The ``feed`` object provides two methods which both returns feed elements:
:meth:`FeedParser.for_date` and :meth:`FeedParser.all`. Typically, a crawler
uses :meth:`FeedParser.for_date` and loops over all entries it returns to find
the image URL::

    for entry in feed.for_date(pub_date):
        # parsing comes here
        return CrawlerImage(url)

.. class:: FeedParser

    .. method:: for_date(date)

        Returns all feed elements published at ``date``.

    .. method:: all()

        Returns all feed elements.


Feed :class:`Entry` API
-----------------------

The Comics feed parser is really a combination of the popular `feedparser
<http://www.feedparser.org/>`_ library and :class:`LxmlParser
<comics.aggregator.lxmlparser.LxmlParser>`. It can do anything *feedparser* can
do, and in addition you can use the :class:`LxmlParser
<comics.aggregator.lxmlparser.LxmlParser>` methods on feed fields which
contains HTML, like :attr:`Entry.summary` and :attr:`Entry.content0`.

.. class:: Entry

    .. attribute:: summary

        This is the most frequently used entry field which supports HTML
        parsing with the :class:`LxmlParser
        <comics.aggregator.lxmlparser.LxmlParser>` methods.

        Example usage::

            url = entry.summary.src('img')
            title = entry.summary.alt('img')

    .. attribute:: content0

        This is the same as *feedparser*'s ``content[0].value`` field, but with
        :class:`LxmlParser <comics.aggregator.lxmlparser.LxmlParser>` methods
        available.
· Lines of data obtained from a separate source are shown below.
PR #2819, opened 2025-06-07
migrate Sdp transform

naman9271:
Fixes #2637

PR #2820, opened 2025-06-07
Migrate Rtx modifier

naman9271:
Fixes #2637

### DIFF
--- a/modules/sdp/RtxModifier.ts
+++ b/modules/sdp/RtxModifier.ts
@@ -10,6 +10,30 @@ import { SdpTransformWrap, parseSecondarySSRC } from './SdpTransformUtil';
 const logger = getLogger('modules/sdp/RtxModifier');
 
 /**
+ * Helper interfaces for type safety.
+ */
+export interface IPrimarySsrcInfo {
+    cname?: string;
+    id: number;
+    msid?: string;
+}
+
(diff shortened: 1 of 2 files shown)


modules/sdp/RtxModifier.ts
```diff
@@ -9,6 +9,30 @@ import { SdpTransformWrap, parseSecondarySSRC } from './SdpTransformUtil';
...
+/**
+ * Helper interfaces for type safety.
+ */
+export interface IPrimarySsrcInfo {
+    cname?: string;
+    id: number;
+    msid?: string;
+}
+
+export interface IMLineWrap {
```
jallamsetty1: Can we migrate SDPTransformUtil.js to TS first and use its type here instead of creating a separate interface for it. This way we don't run into the risk of the interface and implementation diverging and we don't have to keep updating interface here when the class is modified.

naman9271: @jallamsetty1 yes sure i have already raised a PR for SDPTransformUtils.js (#2819 ) Please review

naman9271:
@jallamsetty1 , @saghul conflicts resolved PTAL.

naman9271:
@jallamsetty1 @saghul PTAl.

For some crawlers, this is where the interesting stuff is
        found.

    .. method:: html(string)

        Wrap ``string`` in a :class:`LxmlParser
        <comics.aggregator.lxmlparser.LxmlParser>`.
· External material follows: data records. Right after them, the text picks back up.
PR #2826, opened 2025-06-07
Migrate `modules\detection\TrackVADEmitter.ts`

naman9271:
Fixes #2637

### DIFF
--- a/modules/detection/TrackVADEmitter.ts
+++ b/modules/detection/TrackVADEmitter.ts
@@ -1,8 +1,19 @@
+import JitsiLocalTrack from '../RTC/JitsiLocalTrack';
 import RTC from '../RTC/RTC';
 import EventEmitter from '../util/EventEmitter';
 import { createAudioContext } from '../webaudio/WebAudioUtils';
 
 import { VAD_SCORE_PUBLISHED } from './DetectionEvents';
+
+export interface IVadProcessor {
+    calculateAudioFrameVAD: (pcmSample: Float32Array | number[]) => number;
+    getRequiredPCMFrequency: () => number;
+    getSampleLength: () => number;
+}
+
+export type AudioContextType = AudioContext;
+export type ScriptProcessorNodeType = ScriptProcessorNode;
+export type MediaStreamAudioSourceNodeType = MediaStreamAudioSourceNode;
 
 /**
  * Connects an audio JitsiLocalTrack to a vadProcessor using WebAudio ScriptProcessorNode.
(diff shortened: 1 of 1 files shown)


naman9271:
`_onAudioProcess` property renamed to `_onAudioProcessHandler` as it is duplicate name both used in a method and property as well so to resolve error i have renamed it

modules/detection/TrackVADEmitter.ts
```diff
@@ -187,26 +212,25 @@ export default class TrackVADEmitter extends EventEmitter {
...
     /**
      * Get the associated track label.
      *
      * @returns {string}
      */
-    getTrackLabel() {
-        return this._localTrack.getDeviceLabel();
+    getTrackLabel(): string {
+        return (this._localTrack as any).getDeviceLabel();
     }
```
naman9271: in this i used `any` as there is not any function `getDeviceLabel` defined in the `JitsiLocalTrack`, if any better solution please tell.

modules/detection/TrackVADEmitter.ts
```diff
@@ -144,15 +169,15 @@ export default class TrackVADEmitter extends EventEmitter {
             });
         }
 
-        this._bufferResidue = completeInData.slice(i, completeInData.length);
+        this._bufferResidue = new Float32Array(completeInData.slice(i, completeInData.length));
```
saghul, line 172: `slice` already creates a new array, why the extra array now?

modules/detection/TrackVADEmitter.ts
```diff
@@ -163,11 +188,11 @@ export default class TrackVADEmitter extends EventEmitter {
      *
      * @returns {void}
      */
-    _disconnectAudioGraph() {
+    _disconnectAudioGraph(): void {
         // Even thought we disconnect the processing node it seems that some callbacks remain queued,
         // resulting in calls with and uninitialized context.
         // eslint-disable-next-line no-empty-function
-        this._audioProcessingNode.onaudioprocess = () => {};
+        this._audioProcessingNode.onaudioprocess = () => {}; // eslint-disable-line  @typescript-eslint/no-empty-function
```
saghul: Update the comment above instead.

modules/detection/TrackVADEmitter.ts
saghul: I think we can drop the function altogether.

modules/detection/TrackVADEmitter.ts
```diff
@@ -187,26 +212,25 @@ export default class TrackVADEmitter extends EventEmitter {
      *
      * @returns {string}
      */
-    getDeviceId() {
+    getDeviceId(): string {
```
saghul: Same with this one, I think we can drop it.

modules/detection/TrackVADEmitter.ts
naman9271: yes it is creating a new array but i explicity cretaed as it is giving error that is missing number[] so i did this..... is tehre any better solution fo rthis please let me know. and I ahev solevd all the changes suggested in my latest commit
image

saghul:

naman9271:
@saghul , @jallamsetty1 fixed conflixts ...PTAL.

naman9271:
@jallamsetty1 @saghul PTAL.

jallamsetty1:
Jenkins test this please.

        If you need to parse HTML in any other fields than :attr:`summary` and
        :attr:`content0`, you can apply the ``html(string)`` method on the
        field, like it is applied on a feed entry's title field here::

            title = entry.html(entry.title).text('h1')

    .. attribute:: tags

        List of tags associated with the entry.


Testing your new crawler
========================

When the first version of you crawler is complete, it's time to test it.
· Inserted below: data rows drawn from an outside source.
PR #2793, opened 2025-05-30
Update jitsi conference to ES6 Class

naman9271:
Fixes #2637

PR #2829, opened 2025-06-13
feat(file-sharing): Adds file sharing options.

damencho:


naman9271:
hey @damencho could you please hold this PR for merging as its changes lots of file and i have already opened a PR from them so i got conflict in them.
Thanks : )

damencho:
@naman9271 for which PRs I need to wait before rebasing this one?

naman9271:
Hi @damencho, can merge it now....... #2793 have merge succesfully.
Thanks for understanding : )

modules/xmpp/FileSharing.ts
```diff
@@ -0,0 +1,108 @@
...
+    /**
+     * Returns the file sharing identity type (service name).
+     *
+     * @returns {string} the file sharing service name.
+     */
+    getIdentityType() {
+        return IDENTITY_TYPE;
+    }
+
+    addFile(metadata: any) {
```
saghul: Pl document the type since this becomes part of the API.

saghul: Do you reckon it would be useful to have an API to add multiple files in a single shot?

saghul (approved):
LGTM with a couple of suggestions.

modules/xmpp/FileSharing.ts
damencho: Nope, we upload all files one by one: 
https://github.com/jitsi/jitsi-meet/blob/b0472e46774b6f70efa9bd98259766ac91ab6073/react/features/file-sharing/middleware.web.ts#L56

And when the upload returns 200 we add it to the list of files and broadcast the change to the other participants.

saghul: Can you document the metadata with a TS interface? This way it will bubble up to JM.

The file name is important, as it is used as the comic's slug. This means that
it must be unique within the Comics installation, and that it is used in the
URLs Comics will serve the comic at. For this example, we call the crawler
file ``foo.py``. The file must be placed in the ``src/comics/comics/``
directory, and will be available in Python as ``comics.comics.foo``.


Loading :class:`ComicData` for your new comic
---------------------------------------------

For Comics to know about your new crawler, you need to load the comic meta
data into Comics' database. To do so, we run the ``add_comics``
command::

    uv run comics add_comics -c foo

If you do any changes to the :class:`ComicData` class of any crawler, you must
rerun ``add_comics`` to update the database representation of the comic.


Running the crawler
-------------------

When ``add_comics`` has created a :class:`comics.core.models.Comic`
instance for the new crawler, you may use your new crawler to fetch the comic's
release for the current date by running::

    uv run comics get_releases -c foo

If you want to get comics releases for more than the current day, you may
specify a date range to crawl, like::

    uv run comics get_releases -c foo -f 2009-01-01 -t 2009-03-31

The date range will automatically be adjusted to the crawlers *history
capability*. You may also get comics for a date range without a specific end.
In which case, the current date will be used instead::

    uv run comics get_releases -c foo -f 2009-01-01

If your new crawler is not working properly, you may add ``-v2`` to the command
to turn on full debug output::

    uv run comics get_releases -c foo -v2

For a full overview of ``get_releases`` options, run::

    uv run comics get_releases --help


Submitting your new crawler for inclusion in Comics
=====================================================

When your crawler is working properly, you may submit it for inclusion in
Comics. You should fork Comics at `GitHub
<http://github.com/jodal/comics>`_, commit your new crawler to your own fork,
and send me a *pull request* through GitHub.

All contributions must be granted under the same license as Comics itself.